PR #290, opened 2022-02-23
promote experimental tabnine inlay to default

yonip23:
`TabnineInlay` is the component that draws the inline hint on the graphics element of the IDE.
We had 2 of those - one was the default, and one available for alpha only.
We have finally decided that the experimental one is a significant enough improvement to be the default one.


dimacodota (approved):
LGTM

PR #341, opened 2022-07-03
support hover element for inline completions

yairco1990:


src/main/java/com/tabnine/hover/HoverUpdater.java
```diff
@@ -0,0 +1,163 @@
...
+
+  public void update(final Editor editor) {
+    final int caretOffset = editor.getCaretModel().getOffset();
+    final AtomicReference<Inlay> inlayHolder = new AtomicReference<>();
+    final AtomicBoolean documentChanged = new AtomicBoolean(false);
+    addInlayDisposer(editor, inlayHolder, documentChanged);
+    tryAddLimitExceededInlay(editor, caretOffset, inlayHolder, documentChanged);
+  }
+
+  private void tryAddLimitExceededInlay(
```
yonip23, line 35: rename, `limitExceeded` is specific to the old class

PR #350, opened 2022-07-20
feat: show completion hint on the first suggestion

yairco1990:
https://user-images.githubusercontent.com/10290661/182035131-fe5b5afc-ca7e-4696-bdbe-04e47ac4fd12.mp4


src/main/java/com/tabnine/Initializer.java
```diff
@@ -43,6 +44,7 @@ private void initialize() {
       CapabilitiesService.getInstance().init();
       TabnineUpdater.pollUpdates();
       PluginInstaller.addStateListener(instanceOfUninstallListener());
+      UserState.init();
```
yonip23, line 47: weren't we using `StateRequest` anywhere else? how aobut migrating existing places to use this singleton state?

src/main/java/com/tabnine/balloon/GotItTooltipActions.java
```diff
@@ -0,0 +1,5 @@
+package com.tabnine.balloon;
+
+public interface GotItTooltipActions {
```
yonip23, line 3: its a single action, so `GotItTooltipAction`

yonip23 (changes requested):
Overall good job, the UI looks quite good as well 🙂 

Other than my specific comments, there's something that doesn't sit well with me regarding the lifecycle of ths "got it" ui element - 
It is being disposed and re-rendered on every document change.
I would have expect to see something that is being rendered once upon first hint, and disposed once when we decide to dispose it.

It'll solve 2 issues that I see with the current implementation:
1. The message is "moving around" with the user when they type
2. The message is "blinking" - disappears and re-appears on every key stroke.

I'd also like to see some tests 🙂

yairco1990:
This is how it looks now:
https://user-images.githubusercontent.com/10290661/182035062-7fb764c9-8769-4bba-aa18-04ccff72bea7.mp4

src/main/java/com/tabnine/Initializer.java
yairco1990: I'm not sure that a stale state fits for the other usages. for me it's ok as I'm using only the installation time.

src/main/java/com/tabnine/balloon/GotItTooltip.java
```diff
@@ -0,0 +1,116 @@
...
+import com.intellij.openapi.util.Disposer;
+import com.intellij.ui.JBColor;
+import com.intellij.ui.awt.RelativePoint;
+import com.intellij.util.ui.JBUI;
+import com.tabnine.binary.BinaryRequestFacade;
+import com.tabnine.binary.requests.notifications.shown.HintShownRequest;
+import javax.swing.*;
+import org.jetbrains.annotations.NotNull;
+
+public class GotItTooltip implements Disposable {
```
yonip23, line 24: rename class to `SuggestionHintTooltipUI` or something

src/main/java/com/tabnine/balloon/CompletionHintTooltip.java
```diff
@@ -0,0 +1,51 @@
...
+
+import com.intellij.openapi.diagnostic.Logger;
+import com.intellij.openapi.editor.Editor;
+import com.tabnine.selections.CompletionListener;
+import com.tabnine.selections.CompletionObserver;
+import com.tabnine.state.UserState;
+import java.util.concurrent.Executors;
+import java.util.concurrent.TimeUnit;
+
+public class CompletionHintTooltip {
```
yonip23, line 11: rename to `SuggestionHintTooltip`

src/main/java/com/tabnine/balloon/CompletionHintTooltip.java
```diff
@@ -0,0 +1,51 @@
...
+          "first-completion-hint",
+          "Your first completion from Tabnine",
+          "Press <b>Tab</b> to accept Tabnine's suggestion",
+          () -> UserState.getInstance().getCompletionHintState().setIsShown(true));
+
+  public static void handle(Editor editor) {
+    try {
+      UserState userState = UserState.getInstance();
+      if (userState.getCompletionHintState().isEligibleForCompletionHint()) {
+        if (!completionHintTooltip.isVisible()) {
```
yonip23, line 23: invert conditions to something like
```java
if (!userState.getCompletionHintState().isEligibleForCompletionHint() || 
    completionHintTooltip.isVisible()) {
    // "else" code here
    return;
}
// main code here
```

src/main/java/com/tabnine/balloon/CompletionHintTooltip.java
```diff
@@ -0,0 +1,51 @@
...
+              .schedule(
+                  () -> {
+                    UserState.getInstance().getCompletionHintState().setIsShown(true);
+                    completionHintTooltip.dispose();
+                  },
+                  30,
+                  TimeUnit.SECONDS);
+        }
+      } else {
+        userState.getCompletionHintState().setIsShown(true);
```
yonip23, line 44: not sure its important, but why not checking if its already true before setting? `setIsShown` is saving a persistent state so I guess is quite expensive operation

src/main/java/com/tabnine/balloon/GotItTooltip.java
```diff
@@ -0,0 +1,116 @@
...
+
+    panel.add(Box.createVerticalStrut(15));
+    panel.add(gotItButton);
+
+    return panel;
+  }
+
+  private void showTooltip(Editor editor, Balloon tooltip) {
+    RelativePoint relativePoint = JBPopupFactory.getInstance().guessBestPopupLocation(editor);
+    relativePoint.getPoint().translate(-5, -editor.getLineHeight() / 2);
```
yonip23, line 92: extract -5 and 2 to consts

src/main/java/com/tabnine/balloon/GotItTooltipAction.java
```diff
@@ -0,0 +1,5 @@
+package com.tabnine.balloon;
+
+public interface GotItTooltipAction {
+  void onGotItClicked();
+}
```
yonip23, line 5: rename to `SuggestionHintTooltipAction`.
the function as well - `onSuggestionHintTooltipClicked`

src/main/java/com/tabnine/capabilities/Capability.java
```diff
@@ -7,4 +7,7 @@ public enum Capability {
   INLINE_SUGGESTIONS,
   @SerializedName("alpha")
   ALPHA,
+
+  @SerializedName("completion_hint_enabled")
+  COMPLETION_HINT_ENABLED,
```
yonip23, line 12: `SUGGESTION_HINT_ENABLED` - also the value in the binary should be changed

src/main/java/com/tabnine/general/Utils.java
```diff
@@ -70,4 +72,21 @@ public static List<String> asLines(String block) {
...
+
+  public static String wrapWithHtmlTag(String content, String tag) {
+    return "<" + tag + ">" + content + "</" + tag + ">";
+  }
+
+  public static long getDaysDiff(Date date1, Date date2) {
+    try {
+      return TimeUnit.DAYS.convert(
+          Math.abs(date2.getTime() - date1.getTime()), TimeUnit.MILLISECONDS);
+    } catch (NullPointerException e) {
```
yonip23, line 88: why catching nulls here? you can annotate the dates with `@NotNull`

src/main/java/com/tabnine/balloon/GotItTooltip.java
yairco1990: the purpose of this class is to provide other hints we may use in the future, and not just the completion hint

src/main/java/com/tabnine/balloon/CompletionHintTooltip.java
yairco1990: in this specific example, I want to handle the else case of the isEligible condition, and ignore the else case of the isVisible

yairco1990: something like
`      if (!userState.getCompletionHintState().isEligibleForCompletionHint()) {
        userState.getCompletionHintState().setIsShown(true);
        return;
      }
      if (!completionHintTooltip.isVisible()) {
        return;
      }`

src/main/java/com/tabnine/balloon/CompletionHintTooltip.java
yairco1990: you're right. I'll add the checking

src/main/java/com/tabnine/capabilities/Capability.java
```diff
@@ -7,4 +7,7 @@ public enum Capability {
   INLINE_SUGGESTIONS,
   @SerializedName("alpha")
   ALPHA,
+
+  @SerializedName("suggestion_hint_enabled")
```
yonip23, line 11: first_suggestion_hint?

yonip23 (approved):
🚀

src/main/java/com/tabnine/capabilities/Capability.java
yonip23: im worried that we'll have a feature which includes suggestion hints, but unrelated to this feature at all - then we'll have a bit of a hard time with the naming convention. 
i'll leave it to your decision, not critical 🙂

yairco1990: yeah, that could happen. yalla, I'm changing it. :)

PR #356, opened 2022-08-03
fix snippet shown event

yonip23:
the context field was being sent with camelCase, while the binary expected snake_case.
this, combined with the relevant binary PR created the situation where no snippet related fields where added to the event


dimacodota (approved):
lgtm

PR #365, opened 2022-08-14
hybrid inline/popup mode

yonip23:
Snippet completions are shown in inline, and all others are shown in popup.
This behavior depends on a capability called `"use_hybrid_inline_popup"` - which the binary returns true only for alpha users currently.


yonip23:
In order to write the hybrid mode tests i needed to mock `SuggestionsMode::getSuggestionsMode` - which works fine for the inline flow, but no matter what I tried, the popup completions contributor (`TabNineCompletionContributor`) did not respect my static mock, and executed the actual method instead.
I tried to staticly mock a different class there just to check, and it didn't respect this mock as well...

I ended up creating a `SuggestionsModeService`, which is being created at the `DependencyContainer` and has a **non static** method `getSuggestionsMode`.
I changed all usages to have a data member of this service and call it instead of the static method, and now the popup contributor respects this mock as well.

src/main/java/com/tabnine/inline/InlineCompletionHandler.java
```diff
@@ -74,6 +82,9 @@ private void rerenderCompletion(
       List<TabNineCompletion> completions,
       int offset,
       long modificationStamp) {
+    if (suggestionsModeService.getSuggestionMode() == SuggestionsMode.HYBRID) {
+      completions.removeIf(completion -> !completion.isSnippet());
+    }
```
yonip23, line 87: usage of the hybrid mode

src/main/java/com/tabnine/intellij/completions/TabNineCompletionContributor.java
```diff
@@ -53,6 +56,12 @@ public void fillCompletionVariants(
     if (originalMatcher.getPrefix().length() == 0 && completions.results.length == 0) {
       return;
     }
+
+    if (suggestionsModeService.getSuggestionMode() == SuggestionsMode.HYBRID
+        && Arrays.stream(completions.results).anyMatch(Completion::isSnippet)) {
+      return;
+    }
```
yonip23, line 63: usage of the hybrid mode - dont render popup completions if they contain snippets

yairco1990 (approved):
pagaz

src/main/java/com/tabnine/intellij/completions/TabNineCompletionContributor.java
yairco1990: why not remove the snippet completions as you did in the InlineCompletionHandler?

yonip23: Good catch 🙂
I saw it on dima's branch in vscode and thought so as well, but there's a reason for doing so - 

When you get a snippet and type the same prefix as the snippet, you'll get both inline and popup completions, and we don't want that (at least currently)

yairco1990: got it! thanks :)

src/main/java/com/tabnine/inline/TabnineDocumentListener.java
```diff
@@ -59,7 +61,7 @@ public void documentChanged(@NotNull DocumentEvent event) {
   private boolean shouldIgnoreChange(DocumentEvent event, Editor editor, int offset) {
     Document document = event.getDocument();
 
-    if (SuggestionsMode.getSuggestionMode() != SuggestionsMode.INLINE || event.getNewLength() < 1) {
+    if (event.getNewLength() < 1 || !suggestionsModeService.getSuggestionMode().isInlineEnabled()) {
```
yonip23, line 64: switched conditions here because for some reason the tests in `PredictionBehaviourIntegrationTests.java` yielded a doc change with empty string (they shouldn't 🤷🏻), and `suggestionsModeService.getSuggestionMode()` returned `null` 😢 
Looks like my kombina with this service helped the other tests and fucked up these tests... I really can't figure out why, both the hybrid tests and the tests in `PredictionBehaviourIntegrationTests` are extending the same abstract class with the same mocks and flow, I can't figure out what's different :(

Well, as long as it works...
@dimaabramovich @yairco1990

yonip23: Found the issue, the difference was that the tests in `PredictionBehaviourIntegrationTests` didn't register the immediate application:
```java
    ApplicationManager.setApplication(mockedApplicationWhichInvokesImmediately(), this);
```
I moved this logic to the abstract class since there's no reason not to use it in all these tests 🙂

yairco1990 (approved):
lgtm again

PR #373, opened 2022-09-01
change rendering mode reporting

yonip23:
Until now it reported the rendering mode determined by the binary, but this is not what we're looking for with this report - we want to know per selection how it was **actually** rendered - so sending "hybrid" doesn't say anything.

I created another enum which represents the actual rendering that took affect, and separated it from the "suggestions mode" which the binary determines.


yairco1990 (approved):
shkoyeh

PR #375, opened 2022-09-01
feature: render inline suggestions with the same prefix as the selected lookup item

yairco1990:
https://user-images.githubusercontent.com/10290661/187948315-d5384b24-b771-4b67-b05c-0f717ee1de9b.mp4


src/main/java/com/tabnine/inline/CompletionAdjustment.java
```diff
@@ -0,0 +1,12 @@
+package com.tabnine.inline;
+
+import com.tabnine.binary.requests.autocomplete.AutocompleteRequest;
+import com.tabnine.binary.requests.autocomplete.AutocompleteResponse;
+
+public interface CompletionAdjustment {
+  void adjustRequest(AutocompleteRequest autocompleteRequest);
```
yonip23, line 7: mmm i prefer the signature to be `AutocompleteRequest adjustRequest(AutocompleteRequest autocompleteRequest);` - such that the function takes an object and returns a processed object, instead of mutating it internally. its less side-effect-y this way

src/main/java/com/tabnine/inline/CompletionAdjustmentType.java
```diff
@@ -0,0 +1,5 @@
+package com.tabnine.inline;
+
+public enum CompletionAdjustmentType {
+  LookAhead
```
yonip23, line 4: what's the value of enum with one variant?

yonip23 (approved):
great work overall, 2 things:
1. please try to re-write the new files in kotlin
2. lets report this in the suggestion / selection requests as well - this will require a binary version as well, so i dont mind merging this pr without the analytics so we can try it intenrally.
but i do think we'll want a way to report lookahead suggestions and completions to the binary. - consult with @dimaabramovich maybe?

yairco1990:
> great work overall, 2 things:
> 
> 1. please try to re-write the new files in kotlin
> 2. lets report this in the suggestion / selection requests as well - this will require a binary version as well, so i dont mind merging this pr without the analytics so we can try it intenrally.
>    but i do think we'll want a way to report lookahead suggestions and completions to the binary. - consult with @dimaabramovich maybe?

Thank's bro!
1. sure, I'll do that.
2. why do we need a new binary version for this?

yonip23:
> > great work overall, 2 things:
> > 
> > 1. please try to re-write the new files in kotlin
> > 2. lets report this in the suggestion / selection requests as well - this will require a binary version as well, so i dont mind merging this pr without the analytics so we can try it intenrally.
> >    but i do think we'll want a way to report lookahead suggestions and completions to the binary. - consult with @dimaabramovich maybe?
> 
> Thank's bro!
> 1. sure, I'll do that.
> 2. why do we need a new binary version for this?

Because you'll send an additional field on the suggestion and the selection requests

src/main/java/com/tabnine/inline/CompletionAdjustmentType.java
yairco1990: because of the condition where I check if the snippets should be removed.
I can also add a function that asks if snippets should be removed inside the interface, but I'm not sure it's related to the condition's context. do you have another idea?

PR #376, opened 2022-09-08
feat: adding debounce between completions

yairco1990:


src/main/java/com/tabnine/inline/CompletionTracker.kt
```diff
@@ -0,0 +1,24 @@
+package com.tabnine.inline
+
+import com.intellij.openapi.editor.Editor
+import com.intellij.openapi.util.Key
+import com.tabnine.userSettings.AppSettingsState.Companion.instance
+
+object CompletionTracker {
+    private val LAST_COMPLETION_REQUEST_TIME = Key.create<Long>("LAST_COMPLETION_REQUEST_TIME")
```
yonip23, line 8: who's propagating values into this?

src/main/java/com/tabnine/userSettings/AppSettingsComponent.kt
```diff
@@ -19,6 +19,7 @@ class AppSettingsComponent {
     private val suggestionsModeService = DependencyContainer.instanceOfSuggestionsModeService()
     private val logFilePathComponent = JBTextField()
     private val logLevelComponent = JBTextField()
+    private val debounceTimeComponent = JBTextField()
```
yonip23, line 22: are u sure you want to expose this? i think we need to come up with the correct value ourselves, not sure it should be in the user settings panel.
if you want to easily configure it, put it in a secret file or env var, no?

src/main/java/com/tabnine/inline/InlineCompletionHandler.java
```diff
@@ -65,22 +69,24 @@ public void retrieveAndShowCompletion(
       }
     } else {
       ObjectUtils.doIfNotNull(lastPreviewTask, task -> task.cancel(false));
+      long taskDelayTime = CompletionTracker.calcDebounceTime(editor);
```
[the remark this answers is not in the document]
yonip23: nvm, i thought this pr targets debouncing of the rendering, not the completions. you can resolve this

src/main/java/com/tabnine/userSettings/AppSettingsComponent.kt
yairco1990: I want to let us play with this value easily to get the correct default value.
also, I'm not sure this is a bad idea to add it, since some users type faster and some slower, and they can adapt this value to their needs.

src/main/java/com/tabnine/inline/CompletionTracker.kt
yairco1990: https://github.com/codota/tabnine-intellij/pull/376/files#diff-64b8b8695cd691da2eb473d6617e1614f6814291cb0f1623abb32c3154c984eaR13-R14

::::::::::

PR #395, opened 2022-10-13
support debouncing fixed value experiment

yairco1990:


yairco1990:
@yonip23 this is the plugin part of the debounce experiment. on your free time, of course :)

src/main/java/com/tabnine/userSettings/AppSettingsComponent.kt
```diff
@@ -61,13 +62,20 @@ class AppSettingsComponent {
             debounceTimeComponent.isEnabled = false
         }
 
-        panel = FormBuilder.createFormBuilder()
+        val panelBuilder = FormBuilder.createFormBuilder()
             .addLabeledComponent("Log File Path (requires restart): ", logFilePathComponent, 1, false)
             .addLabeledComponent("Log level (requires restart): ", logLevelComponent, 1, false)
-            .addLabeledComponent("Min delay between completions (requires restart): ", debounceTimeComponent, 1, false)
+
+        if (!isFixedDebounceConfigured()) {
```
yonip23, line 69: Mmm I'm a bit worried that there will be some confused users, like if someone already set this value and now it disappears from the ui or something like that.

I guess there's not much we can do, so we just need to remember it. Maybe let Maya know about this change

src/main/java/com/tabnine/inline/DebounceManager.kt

::::::::::

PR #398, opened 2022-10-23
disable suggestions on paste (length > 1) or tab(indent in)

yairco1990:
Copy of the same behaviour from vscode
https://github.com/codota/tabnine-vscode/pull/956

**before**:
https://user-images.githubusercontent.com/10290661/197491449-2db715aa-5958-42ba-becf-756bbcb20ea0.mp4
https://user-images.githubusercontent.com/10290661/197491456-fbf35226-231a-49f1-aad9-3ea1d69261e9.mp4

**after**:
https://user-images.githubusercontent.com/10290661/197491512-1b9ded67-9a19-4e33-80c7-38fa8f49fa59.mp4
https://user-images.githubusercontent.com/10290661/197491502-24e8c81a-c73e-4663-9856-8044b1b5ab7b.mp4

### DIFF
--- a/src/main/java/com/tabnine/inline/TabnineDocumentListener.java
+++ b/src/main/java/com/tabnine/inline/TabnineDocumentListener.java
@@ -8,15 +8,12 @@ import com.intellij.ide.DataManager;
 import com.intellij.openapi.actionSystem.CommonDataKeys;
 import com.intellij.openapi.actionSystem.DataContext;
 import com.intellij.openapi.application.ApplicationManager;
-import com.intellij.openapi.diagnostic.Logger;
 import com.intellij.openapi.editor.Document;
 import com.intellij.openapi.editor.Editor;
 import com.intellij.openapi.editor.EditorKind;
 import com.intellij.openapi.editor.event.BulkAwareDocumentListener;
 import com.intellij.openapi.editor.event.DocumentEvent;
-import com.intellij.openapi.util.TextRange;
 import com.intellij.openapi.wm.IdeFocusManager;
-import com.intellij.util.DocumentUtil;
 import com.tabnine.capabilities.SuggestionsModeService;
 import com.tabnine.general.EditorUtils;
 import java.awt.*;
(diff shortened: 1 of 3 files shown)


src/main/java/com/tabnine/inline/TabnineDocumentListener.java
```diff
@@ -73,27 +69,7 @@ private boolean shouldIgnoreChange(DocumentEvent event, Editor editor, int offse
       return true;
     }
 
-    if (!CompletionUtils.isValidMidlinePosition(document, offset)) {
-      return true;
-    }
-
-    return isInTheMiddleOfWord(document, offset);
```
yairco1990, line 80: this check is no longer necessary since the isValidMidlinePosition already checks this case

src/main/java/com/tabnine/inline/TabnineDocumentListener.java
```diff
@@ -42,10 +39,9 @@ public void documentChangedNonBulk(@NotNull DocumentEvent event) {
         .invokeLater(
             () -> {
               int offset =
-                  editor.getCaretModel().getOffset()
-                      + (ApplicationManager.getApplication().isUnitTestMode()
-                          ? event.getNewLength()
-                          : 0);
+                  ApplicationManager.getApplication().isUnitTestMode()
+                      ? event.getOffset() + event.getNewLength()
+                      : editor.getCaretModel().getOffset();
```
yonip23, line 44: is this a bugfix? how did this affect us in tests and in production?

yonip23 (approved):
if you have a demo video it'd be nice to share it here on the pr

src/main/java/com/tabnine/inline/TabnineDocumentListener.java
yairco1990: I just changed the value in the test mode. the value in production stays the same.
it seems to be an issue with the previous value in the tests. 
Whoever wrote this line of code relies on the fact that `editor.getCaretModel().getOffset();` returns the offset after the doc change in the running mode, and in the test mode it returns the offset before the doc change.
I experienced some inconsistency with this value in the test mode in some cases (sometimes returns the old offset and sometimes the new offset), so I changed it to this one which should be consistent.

::::::::::

Please show the lines in the entries above that hold the string "TimeUnit".

> [Answer for this exercise]
+import java.util.concurrent.TimeUnit;
+                  TimeUnit.SECONDS);
+      return TimeUnit.DAYS.convert(
+          Math.abs(date2.getTime() - date1.getTime()), TimeUnit.MILLISECONDS);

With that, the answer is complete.